[TASK]
Extract, unchanged, every line from the top of the material below through the line with "0xPoe: We should", and no more.

::: MATERIAL PROVIDED :::

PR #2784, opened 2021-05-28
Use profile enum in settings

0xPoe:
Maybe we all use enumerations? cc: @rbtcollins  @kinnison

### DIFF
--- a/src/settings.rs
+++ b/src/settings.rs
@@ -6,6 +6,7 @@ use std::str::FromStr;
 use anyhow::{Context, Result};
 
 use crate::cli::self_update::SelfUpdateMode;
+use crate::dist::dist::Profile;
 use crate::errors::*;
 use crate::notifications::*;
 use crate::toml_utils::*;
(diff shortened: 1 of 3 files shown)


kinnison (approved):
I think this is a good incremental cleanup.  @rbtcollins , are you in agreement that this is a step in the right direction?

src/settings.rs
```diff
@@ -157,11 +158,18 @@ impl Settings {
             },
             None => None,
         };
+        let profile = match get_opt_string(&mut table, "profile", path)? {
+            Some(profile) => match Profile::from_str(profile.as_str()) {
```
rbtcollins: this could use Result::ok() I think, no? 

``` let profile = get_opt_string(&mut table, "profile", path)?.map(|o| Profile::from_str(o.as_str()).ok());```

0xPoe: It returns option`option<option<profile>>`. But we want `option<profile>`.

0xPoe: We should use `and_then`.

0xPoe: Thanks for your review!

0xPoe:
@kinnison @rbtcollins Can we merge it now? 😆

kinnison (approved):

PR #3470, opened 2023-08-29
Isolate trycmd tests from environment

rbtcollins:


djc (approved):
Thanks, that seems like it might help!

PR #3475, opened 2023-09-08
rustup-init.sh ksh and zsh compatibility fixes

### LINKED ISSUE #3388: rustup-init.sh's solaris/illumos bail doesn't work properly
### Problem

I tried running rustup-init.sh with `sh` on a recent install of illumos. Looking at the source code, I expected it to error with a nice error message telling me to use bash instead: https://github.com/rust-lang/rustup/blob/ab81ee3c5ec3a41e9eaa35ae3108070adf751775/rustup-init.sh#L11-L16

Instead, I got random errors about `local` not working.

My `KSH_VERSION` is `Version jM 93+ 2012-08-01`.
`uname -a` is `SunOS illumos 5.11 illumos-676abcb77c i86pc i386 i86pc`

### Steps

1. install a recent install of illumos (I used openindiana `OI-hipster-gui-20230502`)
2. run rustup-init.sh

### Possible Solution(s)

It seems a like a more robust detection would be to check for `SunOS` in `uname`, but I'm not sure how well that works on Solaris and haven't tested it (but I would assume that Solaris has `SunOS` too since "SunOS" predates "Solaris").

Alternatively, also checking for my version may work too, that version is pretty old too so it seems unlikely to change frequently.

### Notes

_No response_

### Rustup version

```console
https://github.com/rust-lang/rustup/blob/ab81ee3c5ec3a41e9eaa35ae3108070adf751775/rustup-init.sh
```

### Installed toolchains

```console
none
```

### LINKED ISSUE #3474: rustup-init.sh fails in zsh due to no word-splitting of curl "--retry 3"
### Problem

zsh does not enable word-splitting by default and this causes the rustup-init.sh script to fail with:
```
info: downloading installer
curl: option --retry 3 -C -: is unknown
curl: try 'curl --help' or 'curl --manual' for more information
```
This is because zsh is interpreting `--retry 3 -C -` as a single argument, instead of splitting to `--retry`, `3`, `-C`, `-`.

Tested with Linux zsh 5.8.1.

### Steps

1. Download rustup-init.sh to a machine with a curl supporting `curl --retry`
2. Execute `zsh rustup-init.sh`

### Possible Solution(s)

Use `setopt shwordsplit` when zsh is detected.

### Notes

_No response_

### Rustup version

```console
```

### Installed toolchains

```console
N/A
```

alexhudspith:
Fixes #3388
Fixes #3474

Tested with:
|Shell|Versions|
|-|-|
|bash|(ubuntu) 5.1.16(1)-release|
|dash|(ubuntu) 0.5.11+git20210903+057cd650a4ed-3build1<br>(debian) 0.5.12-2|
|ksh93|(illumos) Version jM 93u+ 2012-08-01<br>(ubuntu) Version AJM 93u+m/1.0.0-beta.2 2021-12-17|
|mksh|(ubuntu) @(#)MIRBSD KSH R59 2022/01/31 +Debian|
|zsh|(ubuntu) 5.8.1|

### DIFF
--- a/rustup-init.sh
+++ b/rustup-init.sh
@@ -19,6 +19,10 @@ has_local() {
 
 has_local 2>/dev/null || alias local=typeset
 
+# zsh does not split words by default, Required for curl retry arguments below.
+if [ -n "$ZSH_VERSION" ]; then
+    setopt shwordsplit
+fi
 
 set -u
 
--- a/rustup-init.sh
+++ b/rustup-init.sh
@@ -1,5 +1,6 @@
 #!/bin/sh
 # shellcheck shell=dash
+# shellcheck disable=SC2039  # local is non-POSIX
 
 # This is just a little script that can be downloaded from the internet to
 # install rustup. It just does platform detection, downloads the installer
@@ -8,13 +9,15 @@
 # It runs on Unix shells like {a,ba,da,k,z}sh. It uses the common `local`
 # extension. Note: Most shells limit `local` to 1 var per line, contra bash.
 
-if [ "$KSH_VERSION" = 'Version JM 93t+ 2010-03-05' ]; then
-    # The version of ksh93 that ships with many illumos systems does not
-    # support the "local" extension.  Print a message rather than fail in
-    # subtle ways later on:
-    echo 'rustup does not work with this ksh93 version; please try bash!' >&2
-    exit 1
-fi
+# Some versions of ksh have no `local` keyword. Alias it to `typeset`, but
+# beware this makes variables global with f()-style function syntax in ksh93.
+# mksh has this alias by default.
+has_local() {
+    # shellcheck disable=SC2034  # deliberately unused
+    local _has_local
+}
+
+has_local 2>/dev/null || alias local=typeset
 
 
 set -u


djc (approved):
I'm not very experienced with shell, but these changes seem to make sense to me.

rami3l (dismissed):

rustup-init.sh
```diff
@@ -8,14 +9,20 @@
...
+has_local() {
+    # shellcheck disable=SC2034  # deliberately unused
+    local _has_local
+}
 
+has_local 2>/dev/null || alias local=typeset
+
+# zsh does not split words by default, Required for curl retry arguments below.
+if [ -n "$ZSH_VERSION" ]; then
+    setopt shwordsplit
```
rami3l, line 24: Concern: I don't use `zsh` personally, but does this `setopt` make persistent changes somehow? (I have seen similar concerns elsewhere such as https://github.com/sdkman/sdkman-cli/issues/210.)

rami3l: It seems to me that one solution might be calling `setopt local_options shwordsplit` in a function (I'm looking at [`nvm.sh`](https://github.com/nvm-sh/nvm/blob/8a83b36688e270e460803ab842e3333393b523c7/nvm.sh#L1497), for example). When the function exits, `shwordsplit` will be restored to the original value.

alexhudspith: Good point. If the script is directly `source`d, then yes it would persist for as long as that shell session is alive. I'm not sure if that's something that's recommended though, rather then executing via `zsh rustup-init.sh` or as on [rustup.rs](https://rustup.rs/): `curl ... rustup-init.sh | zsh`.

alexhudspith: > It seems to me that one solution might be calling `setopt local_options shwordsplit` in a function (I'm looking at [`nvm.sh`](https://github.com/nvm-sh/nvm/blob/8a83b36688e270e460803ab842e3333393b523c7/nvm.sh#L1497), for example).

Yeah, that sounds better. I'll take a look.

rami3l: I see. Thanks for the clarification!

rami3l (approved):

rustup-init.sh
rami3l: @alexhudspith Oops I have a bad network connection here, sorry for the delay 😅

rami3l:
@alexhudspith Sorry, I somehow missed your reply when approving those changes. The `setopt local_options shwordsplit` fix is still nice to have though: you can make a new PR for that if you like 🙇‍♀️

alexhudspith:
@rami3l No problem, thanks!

:::

[ANSWER TO THE EXERCISE]
PR #2784, opened 2021-05-28
Use profile enum in settings

0xPoe:
Maybe we all use enumerations? cc: @rbtcollins  @kinnison

### DIFF
--- a/src/settings.rs
+++ b/src/settings.rs
@@ -6,6 +6,7 @@ use std::str::FromStr;
 use anyhow::{Context, Result};
 
 use crate::cli::self_update::SelfUpdateMode;
+use crate::dist::dist::Profile;
 use crate::errors::*;
 use crate::notifications::*;
 use crate::toml_utils::*;
(diff shortened: 1 of 3 files shown)


kinnison (approved):
I think this is a good incremental cleanup.  @rbtcollins , are you in agreement that this is a step in the right direction?

src/settings.rs
```diff
@@ -157,11 +158,18 @@ impl Settings {
             },
             None => None,
         };
+        let profile = match get_opt_string(&mut table, "profile", path)? {
+            Some(profile) => match Profile::from_str(profile.as_str()) {
```
rbtcollins: this could use Result::ok() I think, no? 

``` let profile = get_opt_string(&mut table, "profile", path)?.map(|o| Profile::from_str(o.as_str()).ok());```

0xPoe: It returns option`option<option<profile>>`. But we want `option<profile>`.

0xPoe: We should use `and_then`.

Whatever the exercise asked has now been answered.